PR #262, opened 2021-08-02
Seek bar improvments

TotalDarkness-NRF:
This focuses on improving the functionality of the seek bar.
- Remove sending to same position for clicking, scrolling, and using arrow keys
- Add Fix for when gtk setting "gtk-primary-button-warps-slider" is false [*1]
- Add ability to use arrows keys to go forward or backwards by 5 seconds

Hopefully this helps to improve the seekbar. 

[*1] When the gtksetting is false the click to send it to that position will not work and will send the slider to around the same place it already was. Now all users should be able to be able to click the seekbar and have it work, regardless of there gtk settings

### DIFF
--- a/README.md
+++ b/README.md
@@ -34,7 +34,7 @@ See [this comment](https://github.com/xou816/spot/issues/92#issuecomment-8018525
 Spot can also be configured via `gsettings` if you want to change the audio backend, the song bitrate, etc. [A GUI is planned but not available yet.](https://github.com/xou816/spot/issues/142)
 
 ### Seek bar warping
-It is possible to click on the seek bar to navigate to that position in a song. If you are having issues with this not working you may have [gtk-primary-button-warps-slide](https://docs.gtk.org/gtk3/property.Settings.gtk-primary-button-warps-slider.html) set to false.
+It is possible to click on the seek bar to navigate to that position in a song. If you are having issues with this not working you may have [gtk-primary-button-warps-slider](https://docs.gtk.org/gtk3/property.Settings.gtk-primary-button-warps-slider.html) set to false.
 In order to fix this issue set the value to true in your gtk configuration.
 
 ### Scrobbling
--- a/README.md
+++ b/README.md
@@ -33,6 +33,10 @@ See [this comment](https://github.com/xou816/spot/issues/92#issuecomment-8018525
 
 Spot can also be configured via `gsettings` if you want to change the audio backend, the song bitrate, etc. [A GUI is planned but not available yet.](https://github.com/xou816/spot/issues/142)
 
+### Seek bar warping
+It is possible to click on the seek bar to navigate to that position in a song. If you are having issues with this not working you may have [gtk-primary-button-warps-slide](https://docs.gtk.org/gtk3/property.Settings.gtk-primary-button-warps-slider.html) set to false.
+In order to fix this issue set the value to true in your gtk configuration.
+
 ### Scrobbling
 
 Scrobbling is not supported directly by Spot. However, you can use a tool such a [rescrobbled](https://github.com/InputUsername/rescrobbled) ([see #85](https://github.com/xou816/spot/issues/85)).
--- a/src/app/components/playback/playback_control.rs
+++ b/src/app/components/playback/playback_control.rs
@@ -121,11 +121,13 @@ impl PlaybackControl {
         widget.seek_bar.connect_change_value(
             clone!(@weak model, @weak track_position => @default-return signal::Inhibit(false), move |_, scroll, mut requested| {
                 match scroll {
-                    gtk::ScrollType::StepForward => {
+                    gtk::ScrollType::StepForward | gtk::ScrollType::PageForward => {
                         let duration = model.current_song_duration().unwrap_or(0.0);
                         requested = min_by(requested + STEP, duration, |a, b| a.partial_cmp(b).unwrap())
                     },
-                    gtk::ScrollType::StepBackward => requested = max_by(requested - STEP, 0.0, |a, b| a.partial_cmp(b).unwrap()),
+                    gtk::ScrollType::StepBackward | gtk::ScrollType::PageBackward => {
+                        requested = max_by(requested - STEP, 0.0, |a, b| a.partial_cmp(b).unwrap())
+                    },
                     _ => (),
                 }
                 track_position.set_text(&format_duration(requested));
--- a/src/app/components/playback/playback_control.rs
+++ b/src/app/components/playback/playback_control.rs
@@ -125,13 +125,12 @@ impl PlaybackControl {
 
         widget.seek_bar.connect_button_press_event(
             clone!(@weak model => @default-return signal::Inhibit(false), move|scale, event| {
-                let mut x = event.position().0;
+                let (mut x, y) = event.position();
                 let offset = scale.layout_offsets().0 as f64;
+                println!("y: {}", event.position().1);
                 if offset <= x { x-= offset; } // Just in case future has some offset
                 let width = scale.range_rect().width as f64;
-                // TODO figure out why sometimes clicking doesnt change song seconds
-                // Clicking slightly under seek changes the value but doesnt actually seek
-                if x >= 0.0 && width > 0.0 {
+                if y >= 0.0 && y <= 20.0 && x >= 0.0 && width > 0.0 {
                     scale.set_value(model.current_song_duration().unwrap_or(0.0) * (x / width));
                 }
                 signal::Inhibit(false)
--- a/src/app/components/playback/playback_control.rs
+++ b/src/app/components/playback/playback_control.rs
@@ -144,22 +144,6 @@ impl PlaybackControl {
             }),
         );
 
-        widget.seek_bar.connect_button_press_event(
-            clone!(@weak model => @default-return signal::Inhibit(false), move|seek_bar, event| {
-                let (x, y) = event.position();
-                let width = seek_bar.range_rect().width as f64;
-                if (3.0..=20.0).contains(&y) && width >= 16.0 && (9.0..=width - 9.0).contains(&x) {
-                    let x = if x > 16.0 { x - 16.0 } else { 0.0 };
-                    let amount = model.current_song_duration().unwrap_or(0.0) * (x / (width - 16.0));
-                    let amount = if amount < 3000.0 { amount } else { amount + 3000.0 };
-                    seek_bar.set_value(amount);
-                    signal::Inhibit(false)
-                } else {
-                    signal::Inhibit(true) // Ignore
-                }
-            }),
-        );
-
         widget.seek_bar.connect_scroll_event(move |_, _| {
             /*
             Scrolling doesnt work well. Only shows direction if the slider is clicked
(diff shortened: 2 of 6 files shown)


xou816:
Hi! thank you again for your work :) 

clicking is already part of the default behavior of the gtk Scale, I don't see why this is needed, could you elaborate?

TotalDarkness-NRF:
> clicking is already part of the default behavior of the gtk Scale, I don't see why this is needed, could you elaborate?

My understanding is that clicking on the slider (circle) and dragging it was the only way to move it. Every time I would attempt to click on a random spot of the seekbar it would not change to that spot. What I have done it made it change to the spot you have clicked on that seekbar without needing to drag the slider each time.

xou816:
Well then this sounds like a bug :/ the scale is definitely clickable and we should not mess with additional click handlers! Do you have similar issues in other applications using a gtk scale? Could this be coming from a custom theme, or from Spot making the scale too thin?

TotalDarkness-NRF:
Im not sure I can test  in vms to see if its just me. I do not have any other applications I can test to see.
The clicking on the scale work but what it does is odd. It will not go to where you click but go back less than a second. 
I have tried changing all themes back to default but that did not seem to change anything

TotalDarkness-NRF:
The issue seemed to be at my end.
In order to fix I edited ~/.config/gtk-3.0/settinings.ini and set gtk-primary-button-warps-slider=true

Is there a way to make this setting true for the application, or should we let users know that that should be enabled if they want to click and seek
For now I will remove uneeded code and keep the rest. I will also look into these gsettings to see what I can do

src/main.rs
```diff
@@ -81,7 +81,9 @@ fn startup(settings: &settings::SpotSettings) {
         .set_gtk_application_prefer_dark_theme(settings.prefers_dark_theme);
 
     //Make the slider move on click
-    gtk::Settings::default().unwrap().set_gtk_primary_button_warps_slider(true);
+    gtk::Settings::default()
```
TotalDarkness-NRF, line 84: Is this sufficient to make the slider work? Based on what I understand this will only change it for the application.

xou816:
I am surprised this isn't the default behavior but ultimately I think it's up to the user to pick which behavior they prefer? Will think it over!

But thanks, I'll have a look at the PR later :)

src/app/components/playback/playback_control.rs
```diff
@@ -115,18 +115,43 @@ impl PlaybackControl {
...
         let track_position = &widget.track_position;
+
         widget.seek_bar.connect_change_value(
-            clone!(@weak model, @weak track_position => @default-return signal::Inhibit(false), move |_, _, requested| {
+            clone!(@weak model, @weak track_position => @default-return signal::Inhibit(false), move |_, scroll, mut requested| {
+                let mut debounce = 200;
+                match scroll {
+                    gtk::ScrollType::StepForward => {
+                        let duration = model.current_song_duration().unwrap_or(0.0);
+                        requested = if requested + 5000.0 <= duration {
```
xou816, line 126: extract step value to a local variable or a constant

xou816: or simply min(requested + step, duration)

src/app/components/playback/playback_control.rs
```diff
@@ -115,18 +115,43 @@ impl PlaybackControl {
...
+                            requested + 5000.0
+                        } else { duration };
+                        debounce = 100;
+                    },
+                    gtk::ScrollType::StepBackward => {
+                        requested = if requested >= 5000.0 {
```
xou816, line 132: (similarly, max(requested - step, 0) )

src/app/components/playback/playback_control.rs
```diff
@@ -115,18 +115,43 @@ impl PlaybackControl {
...
-            clone!(@weak model, @weak track_position => @default-return signal::Inhibit(false), move |_, _, requested| {
+            clone!(@weak model, @weak track_position => @default-return signal::Inhibit(false), move |_, scroll, mut requested| {
+                let mut debounce = 200;
+                match scroll {
+                    gtk::ScrollType::StepForward => {
+                        let duration = model.current_song_duration().unwrap_or(0.0);
+                        requested = if requested + 5000.0 <= duration {
+                            requested + 5000.0
+                        } else { duration };
+                        debounce = 100;
```
xou816, line 129: i'm fine with having debounce set to 100 in all cases :)

src/app/components/playback/playback_control.rs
──────
• _DIRECTIONS_
Copy each line of the data that contains the word "look".

• _SOLVED EXERCISE_
For now I will remove uneeded code and keep the rest. I will also look into these gsettings to see what I can do
But thanks, I'll have a look at the PR later :)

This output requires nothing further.